■ **EXERCISE BRIEF**:
Find the lines of the records in which the word "that" appears and report how many there are, as a number alone.

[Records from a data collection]
PR #454, opened 2026-07-23
docs(cli): document riverctl dm send

sanity:
## Problem

Reported by Ivvor on Matrix:

> I see `riverctl dm accept` to process a DM invite, but no specific DM send, unless you just send the raw code as a message I guess.

`riverctl dm send` **is not missing** — it has existed since v0.1.55 (#243, May 2026) and works. I verified it end-to-end on a live node while triaging: Alice sent, Bob's `dm list` decrypted it.

The gap is documentation:

1. The **top-level `README.md`** riverctl command list omitted `dm` entirely — it listed `room`, `message`, `member`, `invite`, `identity`.
2. **`cli/README.md`** carried DMs only as a single row in the reference table (`dm | send, list, purge, accept`). Every other command family — messages, invites, identity, members — has a worked example section with copy-pasteable commands. DMs had none.

So a reader finds `dm accept` in that table and reasonably concludes there's no send.

## Approach

- Add `riverctl dm` to the top-level README command list.
- Add a "Direct messages" section to `cli/README.md`, in the same style as the neighbouring sections, covering `send` / `list` / `purge` / `accept`.

Beyond the bare commands it documents the three things that actually trip people up:

- the recipient is a **member ID** (the short 8-char form `member list` prints is accepted);
- the **purge token** comes from the `purge token: …` line printed under each inbound DM by `dm list`;
- `dm accept` takes the **carrier** room (the room whose DM thread contains the invitation), *not* the room you're joining.

It also notes the sender-side plaintext cache: only the recipient can decrypt a DM, so your own sent messages render from a local cache and show as ciphertext-only from a different machine.

## Verification

Every command and output format documented here was checked against riverctl 0.2.1 — `--help` signatures for `send`/`list`/`purge`/`accept`, plus a real round trip on a local node (create room → invite → accept → `dm send` → `dm list`), including confirming the `purge token:` line renders as described.

## Scope

Docs only. No code, no WASM, no contract change, no republish. Fixes the discoverability problem behind the report; no behavioural change.

[AI-assisted - Claude]


sanity:
Closing — opened from the wrong branch by mistake. The `gh pr create` ran in a different worktree, so this PR points at `fix/443-action-payload-bytes` (whose commits are already merged via #447) instead of the docs branch. Reopening the intended docs change as a separate PR. No review needed here.

[AI-assisted - Claude]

■ **RESPONSE AREA**:
2